Staking digital assets is a method of validating the processes and security of a blockchain. The act of validating the processes requires the staker to utilize their own units of crypto currency. In return for tying up their own assets to aid this process, stakers earn additional units of the currency. These additional units of currency are considered taxable income to the staker. The taxable amount is the fair market value of the additional units of currency received on the day of receipt.
Short selling crypto currency is comparable to short selling other assets. A trader will borrow the currency from another trader or trading platform, then sell it at the current market price. When the market price of the digital asset drops, the trader will purchase the asset and return it to the entity from which it was borrowed. The difference between the sale price of the original borrowed asset and the purchase price of the replacement asset that is returned to the lender is profit or loss. This profit or loss is considered in the calculation of the trader’s taxable income.
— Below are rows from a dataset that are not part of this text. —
PR #220, opened 2023-05-18
refactor: cleanup code handling import sandboxing

bajtos:
This is a follow-up for #218 which I accidentally merged too early.

### DIFF
--- a/runtime/module_loader.rs
+++ b/runtime/module_loader.rs
@@ -20,8 +20,14 @@ pub struct ZinniaModuleLoader {
 }
 
 impl ZinniaModuleLoader {
-    pub fn new(module_root: Option<PathBuf>) -> Self {
-        Self { module_root }
+    pub fn build(module_root: Option<PathBuf>) -> Result<Self> {
+        let module_root = match module_root {
+            None => None,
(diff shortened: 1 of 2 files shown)


runtime/module_loader.rs
```diff
@@ -20,8 +20,14 @@ pub struct ZinniaModuleLoader {
 }
 
 impl ZinniaModuleLoader {
-    pub fn new(module_root: Option<PathBuf>) -> Self {
-        Self { module_root }
+    pub fn build(module_root: Option<PathBuf>) -> Result<Self> {
+        let module_root = match module_root {
+            None => None,
+            // We must canonicalize the module root path too. It's best to do it once at startup.
+            Some(r) => Some(r.canonicalize()?),
```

Notional principal contracts are used in financial transactions to effect interest rate swaps or currency swaps. In transactions involving crypto currency and other digital assets, notional principal contracts are utilized in similar ways. In a notional principal contract, two parties agree to transactions based on an amount, e.g. $1,000,000 and a time period. In a crypto currency contract, the parties might use §1,000,000 (bitcoin). While the principal amount of the contract, in this case §1,000,000, never changes hands, the contract parties agree to pay each other based on some agreed upon performance. For example, in a bitcoin interest rate swap, with §1,000,000 over a one-year term, one party may agree to pay the other a fixed
rate of interest. The other party will agree to pay a market rate of interest. The difference between the two payments, the market rate versus the fixed rate, will result in a gain or a loss on the transaction. Gains or losses from transactions such as these are utilized in the calculation of taxable income.
In simple terms, transactions involving crypto currency or digital assets are taxed consistent with the taxation of any other kind of property, including cash, shares of stock, or tangible capital assets. When a taxpayer’s economic position improves, the amount of the improvement is generally considered taxable income unless there is a specific exclusion listed in the Internal Revenue Code. There are no such exclusions for crypto currency or other digital assets.
Effective Date
Final regulations were recently released from the IRS regarding the reporting of digital asset transactions by a broker or other third party. In the same way that an entity is responsible for reporting compensation payments made to a non-employee on a 1099 NEC, there is now a requirement for brokers or third parties to report digital asset transactions on a 1099 DA. Under §1.6045(d)(2)(i)(B), transactions involving digital assets, including crypto currencies, are required to be reported to both the IRS and the taxpayer. Information required to be reported on the 1099 DA includes the name, address, taxpayer identification number, gross sales or proceeds amount, identifying number of item sold, sales date, and in some cases the basis and acquisition date of the asset.
Under §1.6045(d)(2)(i)(C), providing this information to the taxpayer and the IRS is only required if gross proceeds exceed $600. The $600 threshold applies to the total of all proceeds from transactions performed through a distinct broker. These rules are in effect for transactions occurring after January 1, 2025.